- Genre: Children's television series; Educational;
- Opening theme: He’s Harry
- Country of origin: United States
- Original language: English
- No. of seasons: 2
- No. of episodes: 55

Production
- Running time: 5 minutes
- Production company: BabyFirst Productions

Original release
- Network: BabyFirstTV
- Release: March 6, 2008 – May 3, 2010

Related
- Harry & Larry: Pros Who Help!

= Harry the Bunny =

American children's television show

Harry the Bunny is an American children's television series that premiered in 2008 on the BabyFirst network.

==Plot==
Every day, there is an opportunity to discover something new to share with the viewers. From his colorful bedroom to the adventures of his backyard, Harry, a 3-year old bunny has plenty to do and learn. Sometimes his adventures incorporate skills such as counting and recognizing letters. On other times, kids learn about emotions.

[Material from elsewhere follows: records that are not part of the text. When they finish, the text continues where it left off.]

PR #20027, opened 2017-11-13
storageccl: support 201 and 204 return codes

### LINKED ISSUE #20017: sqlccl: http export storage is too restrictive in what codes mean success
There is an explicit check for `if resp.StatusCode != 200 {`, but 200 is not the only status code that means success. This request is from one of our customers.

madelynnblue:
Also correctly close response bodies when unused.

Fixes #20017

### DIFF
--- a/pkg/ccl/storageccl/export_storage.go
+++ b/pkg/ccl/storageccl/export_storage.go
@@ -328,17 +328,17 @@ func (h *httpStorage) ReadFile(_ context.Context, basename string) (io.ReadClose
 }
 
 func (h *httpStorage) WriteFile(_ context.Context, basename string, content io.ReadSeeker) error {
-	_, err := h.req("PUT", basename, content)
+	_, err := h.reqNoBody("PUT", basename, content)
 	return err
 }
 
 func (h *httpStorage) Delete(_ context.Context, basename string) error {
-	_, err := h.req("DELETE", basename, nil)
+	_, err := h.reqNoBody("DELETE", basename, nil)
 	return err
 }
 
 func (h *httpStorage) Size(_ context.Context, basename string) (int64, error) {
-	resp, err := h.req("HEAD", basename, nil)
+	resp, err := h.reqNoBody("HEAD", basename, nil)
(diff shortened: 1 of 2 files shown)


dt:
:lgtm:

---

---

*[pkg/ccl/storageccl/export_storage.go, line 387 at r1](https://reviewable.io:443/reviews/cockroachdb/cockroach/20027#-Kz-DkhzZAI-Zz2pVJ4G:-Kz-DkhzZAI-Zz2pVJ4H:b8rgfdo) ([raw file](https://github.com/cockroachdb/cockroach/blob/72b5b1ff59317d604452b63eda97d9112c105c93/pkg/ccl/storageccl/export_storage.go#L387)):*
> ```Go
> 	}
> 	switch resp.StatusCode {
> 	case 200, 201, 204:
> ```

`resp.StatusCode >= 200 && resp.StatusCode < 300`?

---


*Comments from [Reviewable](https://reviewable.io:443/reviews/cockroachdb/cockroach/20027#-:-Kz-DcyLtqmOvXaZIjfZ:bnfp4nl)*

mjibson:

---

*[pkg/ccl/storageccl/export_storage.go, line 387 at r1](https://reviewable.io:443/reviews/cockroachdb/cockroach/20027#-Kz-DkhzZAI-Zz2pVJ4G:-Kz-xia3BCJR1bCvIAbq:b-yxk27o) ([raw file](https://github.com/cockroachdb/cockroach/blob/72b5b1ff59317d604452b63eda97d9112c105c93/pkg/ccl/storageccl/export_storage.go#L387)):*

`resp.StatusCode >= 200 && resp.StatusCode < 300`?
</blockquote></details>

Take status 202 Accepted, which is: "The request has been accepted for processing, but the processing has not been completed." In that case we definitely don't want to proceed because the file isn't actually there yet. The others are similarly iffy so I'd rather stick with whack-a-mole for now.

---


*Comments from [Reviewable](https://reviewable.io:443/reviews/cockroachdb/cockroach/20027)*

PR #20028, opened 2017-11-13
client: avoid filling results for "raw" Batch requests

nvb:
While I don't think we'll ever actually want to merge #19050, it revealed that
there were cases where `fillResults` was being called twice for `client.Batches`.
The times when this could happen were where a batch was being used initially as
a "raw" batch (such as in `TxnCoordSender.resendWithTxn`). This in turn revealed
that we were actually always performing a lot of unnecessary bookkeeping on "raw"
requests in both `Batch.initResult` and `Batch.fillResults`, including lots of
`[]KeyValue` allocations. This change avoids all of this extra work.

### DIFF
--- a/pkg/internal/client/batch.go
+++ b/pkg/internal/client/batch.go
@@ -97,7 +97,7 @@ func (b *Batch) initResult(calls, numRows int, raw bool, err error) {
 	}
 	// TODO(tschottdorf): assert that calls is 0 or 1?
 	r := Result{calls: calls, Err: err}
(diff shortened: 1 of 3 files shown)


bdarnell:
:lgtm:

---

Reviewed 3 of 3 files at r1.

---



*Comments from [Reviewable](https://reviewable.io:443/reviews/cockroachdb/cockroach/20028#-:-Kyr_r0O_MI_iHoX4Zlx:bnfp4nl)*

Issue #19723, opened 2017-11-01
sql: sequences (tracking issue)


vilterp:
DEPRECATED TRACKING ISSUE IN FAVOR OF PROJECT: https://github.com/cockroachdb/cockroach/projects/13

Original issue: #5811 
RFC: #19196 
Docs issue: https://github.com/cockroachdb/docs/issues/2014

The implementation will be split into multiple PRs; this issue tracks them.

- [x] Implement `CREATE SEQUENCE` and `nextval` (biggest; others depend on this) (#19664)
- [ ] implement `setval(seqname, val, iscalled)`
- [x] Don't evaluate `DEFAULT` expressions on table create (#20031)
- [ ] Respect the `MINVALUE`, `MAXVALUE`, and `CYCLE` settings (#20574)
- [x] `pg_class` fixes (#20282)
- [x] `information_schema.sequences` entries and `pg_sequence` (#20111)
- [x] Implement `DROP SEQUENCE` and `ALTER SEQUENCE` (#20089)
- [x] Implement additional builtin functions (`currval`, `setval`, `lastval`) (#20306)
- [ ] enforce permissions in builtins (e.g. can't call `nextval` without write permissions)
- [ ] implement `ALTER SEQUENCE ... RESTART WITH x`
- [ ] Add dependency relationship between sequences and the columns that use them (protecting a sequence from being dropped if it's in use); implement `OWNED BY`
  - [ ] `DROP TABLE CASCADE`, `DROP SEQUENCE CASCADE` (what does PG do here?)
- [ ] Make sequences work in load/dump and backup/restore (#20725)
- [ ] Ensure that sequences work with zone configs (so an operator can control locality of a sequence)
- [ ] teach UI about sequence event types
- [ ] use regclass instead of string as argument to sequence functions
- [ ] update the RFC to say "complete"
- [ ] add Hibernate test to https://github.com/cockroachdb/examples-orms

lego:
Found usage of `setval(string, int, bool)` that isn't postgres backups :'(.

It is called in ActiveRecord's [PostgreSQL adapter](https://github.com/rails/rails/blob/9f33a8f06e5bba343b0d108a41246ab8368d71d3/activerecord/lib/active_record/connection_adapters/postgresql/schema_statements.rb#L275-L301).

It does seem to be special case thing that I only encountered it because of running the ActiveRecord test suite against CockroachDB. So no need to take this as a reason to implement it.

[...]

PR #15345, opened 2017-04-25
sql: check DEFAULT expressions in schema changes earlier.

knz:
Prior to this patch, a new DEFAULT expression would only be checked
after the schema change has started, which is typically at the end of
the schema change transaction. An error, if any, would not be reported
immediately upon issuing the ALTER (or CREATE) statement.

This patch improves upon this situation by adding another check
upfront, when the mutation descriptor is initially created.
Note that this check is not sufficient to guarantee the DEFAULT
expression is valid however (i.e. it may have false negatives),
because impure functions can cause the expression to become invalid
non-deterministically (e.g. `1 / (10*(random() - 1))::int`).

PR #15344, opened 2017-04-25
sql: ensure that DEFAULT exprs are re-evaluated during backfill.

knz:
Fixes #14352.

cc @andreimatei

PR #20031, opened 2017-11-13
sql: don't evaluate DEFAULT expressions on table creation

vilterp:
Not sure what this would catch, and it throws off sequences (see #19664) -- if you create a table with a column that uses a sequence it its DEFAULT expression, it'll increment the sequence at table creation time, before a row has been inserted into the table.

tracking issue: #19723

### DIFF
--- a/pkg/sql/sqlbase/table.go
+++ b/pkg/sql/sqlbase/table.go
@@ -213,13 +213,6 @@ func MakeColumnDefDescs(
 		if typedExpr, err = t.NormalizeExpr(evalCtx, typedExpr); err != nil {
 			return nil, nil, err
 		}
-		// Try to evaluate once. If it is aimed to succeed during a
-		// backfill, it must succeed here too. This tries to ensure that
-		// we don't end up failing the evaluation during the schema change
-		// proper.
-		if _, err := typedExpr.Eval(evalCtx); err != nil {
-			return nil, nil, err
-		}
 		d.DefaultExpr.Expr = typedExpr
 
 		s := tree.Serialize(d.DefaultExpr.Expr)
--- a/pkg/sql/logictest/testdata/logic_test/alter_table
+++ b/pkg/sql/logictest/testdata/logic_test/alter_table
@@ -663,3 +663,22 @@ query I
 SELECT COUNT(*) FROM crdb_internal.jobs WHERE status = 'pending' OR status = 'started'
 ----
 0
+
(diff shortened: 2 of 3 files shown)


pkg/sql/sqlbase/table.go
```diff
@@ -196,13 +196,6 @@ func MakeColumnDefDescs(
 		if typedExpr, err = t.NormalizeExpr(evalCtx, typedExpr); err != nil {
 			return nil, nil, err
 		}
-		// Try to evaluate once. If it is aimed to succeed during a
-		// backfill, it must succeed here too. This tries to ensure that
-		// we don't end up failing the evaluation during the schema change
-		// proper.
-		if _, err := typedExpr.Eval(evalCtx); err != nil {
-			return nil, nil, err
-		}
```
vivekmenezes: this was introduced in https://github.com/cockroachdb/cockroach/pull/15345 . Do you think you can disable it for some types of expressions?

knz: I think that "check by evaluation" is conceptually flawed. 
1) there are expressions that just cannot be checked this way -- they will only cause an error in some evaluations, so even if we have this check it doesn't guarantee that the backfill will succeed
2) as Pete says it prevents us from having expressions with side effects. `nextval` is our first instance of this, but if/when we support user-defined functions/procedures with side effects, "evaluation for checking" will be simply unacceptable.

I think we should simply accept the expression as-is if it passes type checking, and instead be robust with erroring out on backfills and allowing the user to replace it with ALTER.

knz:
@vilterp the code change looks good, however please check whether the backfill properly fails if an expression passes type checking but fails during evaluation. (e.g. using `force_error`)

knz:
The "properly fails" in my previous comment means:
- the backfill stops, and doesn't retry in a loop
- an error is properly reported in the admin UI
- the user can change the default expression with ALTER and restart the backfill.

For any of these points, if there's a deviation please file an issue.

vivekmenezes:
LGTM

The column backfill code should return an error which will stop the backfill and rollback the schema change

https://github.com/cockroachdb/cockroach/blob/master/pkg/sql/distsqlrun/columnbackfiller.go#L221

vilterp:
Does a test for the backfill-aborting behavior @vivekmenezes exist? (Can't seem to find it). If not, where should such a test be added?

vivekmenezes:
https://github.com/cockroachdb/cockroach/pull/15344 is the relevant PR

PR #20214, opened 2017-11-21
sql: support json_object_keys of JSON builtins

taku-k:
I implemented `json{b}_object_keys()` of JSON builtin functions.
However, I'm anxious that `json_object_keys()` returns sorted keys depending on the internal data structure. PostgreSQL's `json_object_keys()` returns keys in a sequential order.

Ref: #20120

### DIFF
--- a/pkg/util/json/iterator.go
+++ b/pkg/util/json/iterator.go
@@ -1,0 +1,31 @@
+// Copyright 2017 The Cockroach Authors.
+//
+// Licensed under the Apache License, Version 2.0 (the "License");
+// you may not use this file except in compliance with the License.
+// You may obtain a copy of the License at
+//
+//     http://www.apache.org/licenses/LICENSE-2.0
+//
+// Unless required by applicable law or agreed to in writing, software
+// distributed under the License is distributed on an "AS IS" BASIS,
+// WITHOUT WARRANTIES OR CONDITIONS OF ANY KIND, either express or
+// implied. See the License for the specific language governing
+// permissions and limitations under the License.
+
+package json
+
+// ObjectKeyIterator is an iterator to access the keys of an object.
+type ObjectKeyIterator struct {
+	src jsonObject
+	idx int
+}
+
+// Next returns true and the next key in the iterator if one exists,
+// and false otherwise.
+func (it *ObjectKeyIterator) Next() (bool, string) {
+	it.idx++
+	if it.idx >= len(it.src) {
+		return false, ""
+	}
+	return true, string(it.src[it.idx].k)
+}
--- a/pkg/util/json/json.go
+++ b/pkg/util/json/json.go
@@ -89,6 +89,10 @@ type JSON interface {
 	// Exists implements the `?` operator.
 	Exists(string) bool
 
+	// IterObjectKey returns an ObjectKeyIterator, and it returns error if the obj
+	// is not an object.
+	IterObjectKey() (*ObjectKeyIterator, error)
+
 	// isScalar returns whether the JSON document is null, true, false, a string,
 	// or a number.
 	isScalar() bool
@@ -699,6 +703,34 @@ func (j jsonArray) Exists(s string) bool {
 }
 func (j jsonObject) Exists(s string) bool {
 	return j.FetchValKey(s) != nil
+}
+
+var errIterateKeysNonObject = pgerror.NewError(pgerror.CodeInvalidParameterValueError,
+	"cannot iterate keys of non-object")
+
+func (jsonNull) IterObjectKey() (*ObjectKeyIterator, error) {
+	return nil, errIterateKeysNonObject
+}
+func (jsonTrue) IterObjectKey() (*ObjectKeyIterator, error) {
+	return nil, errIterateKeysNonObject
+}
+func (jsonFalse) IterObjectKey() (*ObjectKeyIterator, error) {
+	return nil, errIterateKeysNonObject
+}
+func (jsonNumber) IterObjectKey() (*ObjectKeyIterator, error) {
+	return nil, errIterateKeysNonObject
+}
+func (jsonString) IterObjectKey() (*ObjectKeyIterator, error) {
+	return nil, errIterateKeysNonObject
+}
+func (jsonArray) IterObjectKey() (*ObjectKeyIterator, error) {
+	return nil, errIterateKeysNonObject
+}
+func (j jsonObject) IterObjectKey() (*ObjectKeyIterator, error) {
+	return &ObjectKeyIterator{
+		src: j,
+		idx: -1,
+	}, nil
 }
 
 func (jsonNull) isScalar() bool   { return true }
--- a/docs/generated/sql/functions.md
+++ b/docs/generated/sql/functions.md
@@ -752,9 +752,13 @@ Compatible elements: hour, minute, second, millisecond, microsecond.</p>
 </span></td></tr>
 <tr><td><code>json_array_elements_text(input: jsonb) &rarr; setof tuple{string}</code></td><td><span class="funcdesc"><p>Expands a JSON array to a set of text values.</p>
 </span></td></tr>
+<tr><td><code>json_object_keys(input: jsonb) &rarr; setof tuple{string}</code></td><td><span class="funcdesc"><p>Returns sorted set of keys in the outermost JSON object.</p>
+</span></td></tr>
 <tr><td><code>jsonb_array_elements(input: jsonb) &rarr; setof tuple{jsonb}</code></td><td><span class="funcdesc"><p>Expands a JSON array to a set of JSON values.</p>
 </span></td></tr>
 <tr><td><code>jsonb_array_elements_text(input: jsonb) &rarr; setof tuple{string}</code></td><td><span class="funcdesc"><p>Expands a JSON array to a set of text values.</p>
+</span></td></tr>
+<tr><td><code>jsonb_object_keys(input: jsonb) &rarr; setof tuple{string}</code></td><td><span class="funcdesc"><p>Returns sorted set of keys in the outermost JSON object.</p>
 </span></td></tr>
 <tr><td><code>oid(int: <a href="int.html">int</a>) &rarr; oid</code></td><td><span class="funcdesc"><p>Converts an integer to an OID.</p>
 </span></td></tr>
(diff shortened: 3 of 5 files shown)


justinj:
Hi @taku-k!

It's a fair point that we don't implement `JSON` having the same semantics as Postgres, we actually only implement `JSONB` and alias `JSON` to it. This decision is probably debatable but I'm not too bothered by not supporting the exact semantics of Postgres's `JSON`, since its use is generally discouraged with the introduction of `JSONB`.

While I do like the approach you've taken here, unfortunately it's not going to play super well with an upcoming change to JSON in Cockroach which will allow operating directly on JSON values which are still encoded, since we don't yet have particularly fast indexing of JSON keys in that case.

What do you think of an approach that would involve exposing some kind of iterator that would allow you to iterate over the keys of an object? That way we could just re-implement it for encoded JSON objects and everything will still work fine (I locally have such an implementation for still-encoded JSON objects). This has the added benefit of not prescribing a particular ordering of the keys from outside of the `json` package like `FetchKeyIdx` does, and I think it will be generally useful in many other cases as well!

taku-k:
Hi, @justinj 
Thank you! I understand the relationship between JSON and JSONB.

I also think that introducing new iterator over the keys of an object is better for this case, so I'll implement it! Thank you for your advice.

pkg/util/json/json.go
```diff
@@ -701,6 +705,23 @@ func (j jsonObject) Exists(s string) bool {
...
 }
 
+func (jsonNull) ObjectKeyIterator() <-chan JSON   { return nil }
+func (jsonTrue) ObjectKeyIterator() <-chan JSON   { return nil }
+func (jsonFalse) ObjectKeyIterator() <-chan JSON  { return nil }
+func (jsonNumber) ObjectKeyIterator() <-chan JSON { return nil }
+func (jsonString) ObjectKeyIterator() <-chan JSON { return nil }
+func (jsonArray) ObjectKeyIterator() <-chan JSON  { return nil }
+func (j jsonObject) ObjectKeyIterator() <-chan JSON {
+	ch := make(chan JSON)
```
justinj: This is cool, and very simple! But I have a couple anxieties about using channels and async code where sync code will suffice, besides a general fear of raceyness: firstly, I think they're pretty slow in general (though I'd have to benchmark to tell you exactly how slow), since every pull/push will have to go through the go runtime scheduler, but secondly and a little more concerning is that it's not completely clear to me if the generators will always be sure to completely exhaust their values, meaning if somehow someone only accesses a subset of the object values, we could end up with this channel never getting closed and this goroutine living forever (after writing this I see that the generators have a `Close` method which we could possibly use, but I'm still a little nervous).

It's a little more syntactically loud, but I much prefer a pattern like:
```
type ObjectKeyIterator struct {
  source jsonObject
  idx int
}
// Next returns true and the next key in the iterator if one exists, and false otherwise.
func (o *ObjectKeyIterator) Next() (more bool, key string) {
...
}
```

And that way we're safe because if we lose a handle onto the iterator then it will still just get garbage collected eventually.

What do you think?

pkg/util/json/json.go
```diff
@@ -89,6 +89,10 @@ type JSON interface {
 	// Exists implements the `?` operator.
 	Exists(string) bool
 
+	// ObjectKeyIterator is an iterator to access the keys of an object, and it returns nil if the obj
+	// is not an object.
+	ObjectKeyIterator() <-chan JSON
```
justinj: Would you mind naming this `IterObjectKeys`? Just because it will match up better with the iterators introduced in #20217.

Also, I think this might be more general and useful if it returned strings rather than JSON? That's fine because the keys are always strings.

pkg/util/json/json.go
taku-k: You're right. It is a bit dangerous to expose the channel outside the function.
I'll implement it with iterator pattern. Thank you!

pkg/util/json/json.go
taku-k: I think so too. I'll do that!

pkg/util/json/json.go
```diff
@@ -89,6 +89,10 @@ type JSON interface {
 	// Exists implements the `?` operator.
 	Exists(string) bool
 
+	// IterObjectKey returns an ObjectKeyIterator, and it returns nil if the obj
+	// is not an object.
+	IterObjectKey() *ObjectKeyIterator
```
justinj: Perhaps we could just push the error down into this function, then it doesn't have to return a pointer (so the non-object cases would return an error with the "cannot be called on non-object" message)? I think it's fine if the error message for this case lives in the `json` package. It seems sensible to me to consider this an error case.

pkg/util/json/iterator.go
```diff
@@ -0,0 +1,31 @@
...
+}
+
+// Next returns true and the next key in the iterator if one exists,
+// and false otherwise.
+func (it *ObjectKeyIterator) Next() (bool, string) {
+	it.idx++
+	if it.idx >= len(it.src) {
+		return false, ""
+	}
+	return true, *it.src[it.idx].k.AsText()
```
justinj: Since `k` is a `jsonString` and not just `JSON`, I think this can just be `string(it.src[it.idx].k)` and we don't have to mess with pointers.

justinj (commented):
Hi @taku-k! Sorry for the delay, it's been a long weekend here. This looks really great - I just have two small comments, and then I think after a squash this will be good to merge!

taku-k:
@justinj Thank you for the review! Could you take another look?

justinj:
Looking good! Couple more small comments. Sorry for the delay in getting back to you - I've been traveling a bit.

---

Review status: 0 of 5 files reviewed at latest revision, 5 unresolved discussions.

---

*[pkg/sql/sem/builtins/generator_builtins.go, line 471 at r6](https://reviewable.io:443/reviews/cockroachdb/cockroach/20214#-L-CaX9LAGZvrZAY1PGp:-L-CaX9LAGZvrZAY1PGq:b85bdcn) ([raw file](https://github.com/cockroachdb/cockroach/blob/36ac990facc0e9e992e7170be3601ea9b7aab8ad/pkg/sql/sem/builtins/generator_builtins.go#L471)):*
> ```Go
> ) (tree.ValueGenerator, error) {
> 	target := tree.MustBeDJSON(args[0])
> 	if target.Type() != json.ObjectJSONType {
> ```

Since we have `IterObjectKey` returning an error now I think this check is redundant? We can make the error returned from `IterObjectKey` a bit more general like `cannot iterate keys of non-object` or something and then just pass that up?

---

*[pkg/util/json/json.go, line 710 at r6](https://reviewable.io:443/reviews/cockroachdb/cockroach/20214#-L-CapkCOlwosJEXacxk:-L-CapkCOlwosJEXacxl:b-wm4r20) ([raw file](https://github.com/cockroachdb/cockroach/blob/36ac990facc0e9e992e7170be3601ea9b7aab8ad/pkg/util/json/json.go#L710)):*
> ```Go
> }
> 
> var errCreatedForNonObject = errors.New("cannot be created for non-object")
> ```

Would you mind using `pgerror.NewError` for this? The reason is that we tag those with Postgres error codes so that clients can understand what went wrong:
```
var errCannotIterNonObjectKeys = pgerror.NewError(pgerror.CodeInvalidParameterValueError, "cannot iterate keys of non-object")
```

---

*[pkg/util/json/json.go, line 713 at r6](https://reviewable.io:443/reviews/cockroachdb/cockroach/20214#-L-CakOyQMEgfY1MMjWz:-L-CakOzanzkXpdXTko7:bi8yvjo) ([raw file](https://github.com/cockroachdb/cockroach/blob/36ac990facc0e9e992e7170be3601ea9b7aab8ad/pkg/util/json/json.go#L713)):*
> ```Go
> 
> func (jsonNull) IterObjectKey() (*ObjectKeyIterator, error) {
> 	return &ObjectKeyIterator{}, errCreatedForNonObject
> ```

These can just return `nil` for the iterator instead of allocating one regardless.

---


*Comments from [Reviewable](https://reviewable.io:443/reviews/cockroachdb/cockroach/20214#-:-L-CbPG9WpCpZLnAms4j:batsxfm)*

taku-k:
Review status: 0 of 5 files reviewed at latest revision, 5 unresolved discussions.

---

*[pkg/sql/sem/builtins/generator_builtins.go, line 471 at r6](https://reviewable.io:443/reviews/cockroachdb/cockroach/20214#-L-CaX9LAGZvrZAY1PGp:-L-FRCgG-2o_gWUdC5ks:b-896fix) ([raw file](https://github.com/cockroachdb/cockroach/blob/36ac990facc0e9e992e7170be3601ea9b7aab8ad/pkg/sql/sem/builtins/generator_builtins.go#L471)):*

Since we have `IterObjectKey` returning an error now I think this check is redundant? We can make the error returned from `IterObjectKey` a bit more general like `cannot iterate keys of non-object` or something and then just pass that up?
</blockquote></details>

Done.

---

*[pkg/util/json/json.go, line 710 at r6](https://reviewable.io:443/reviews/cockroachdb/cockroach/20214#-L-CapkCOlwosJEXacxk:-L-FRMGfQxgbZAo49Y_0:b-896fix) ([raw file](https://github.com/cockroachdb/cockroach/blob/36ac990facc0e9e992e7170be3601ea9b7aab8ad/pkg/util/json/json.go#L710)):*

Would you mind using `pgerror.NewError` for this? The reason is that we tag those with Postgres error codes so that clients can understand what went wrong:
```
var errCannotIterNonObjectKeys = pgerror.NewError(pgerror.CodeInvalidParameterValueError, "cannot iterate keys of non-object")
```
</blockquote></details>

Done.

---

*[pkg/util/json/json.go, line 713 at r6](https://reviewable.io:443/reviews/cockroachdb/cockroach/20214#-L-CakOyQMEgfY1MMjWz:-L-FROheHawLZwyBAL61:b-896fix) ([raw file](https://github.com/cockroachdb/cockroach/blob/36ac990facc0e9e992e7170be3601ea9b7aab8ad/pkg/util/json/json.go#L713)):*

These can just return `nil` for the iterator instead of allocating one regardless.
</blockquote></details>

Done.

---


*Comments from [Reviewable](https://reviewable.io:443/reviews/cockroachdb/cockroach/20214)*

justinj:
Looks great! Would you mind squashing?

taku-k:
@justinj I have done!

justinj:
Thanks!

taku-k:
Thank you for your review.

Harry usually greets the viewers with 'Hello little ones' or 'Hello everybody' or 'Hello funny bunnies'.

==Transmission guide==
A total of 55 editions published on 6 March 2008 to 3 May 2010 for five minute episode including education.
- Season 1; 34 episodes: 6 March 2008 - 14 December 2009
- Season 2; 21 episodes: 9 February 2010 - 3 May 2010

==Crossover series==
Harry & Larry: Pros who Help! is a crossover show that co-stars Harry and a 2D animated macaw named Larry, who also stars in a show aired on the same channel, "VocabuLarry". The show teaches education learning about new words and commonly known jobs, such as teaching, being a doctor, firefighter, musician, carpenter, cowboy, conductor, or an artist.

==Merchandising==
BabyFirst's store sells Harry the Bunny plush toys.

== Home media ==
Mill Creek Entertainment distributes DVDs of Harry the Bunny along with other shows in the BabyFirst DVDs collection.

== Reception ==
Business Wire judged that "The show fosters language development in a fun, age-appropriate way." while Romper stated "Harry is a super curious 3-year-old bunny who loves exploring new things, just like your own little tot. Let them explore together by watching this charming series with darling graphics and sweet stories."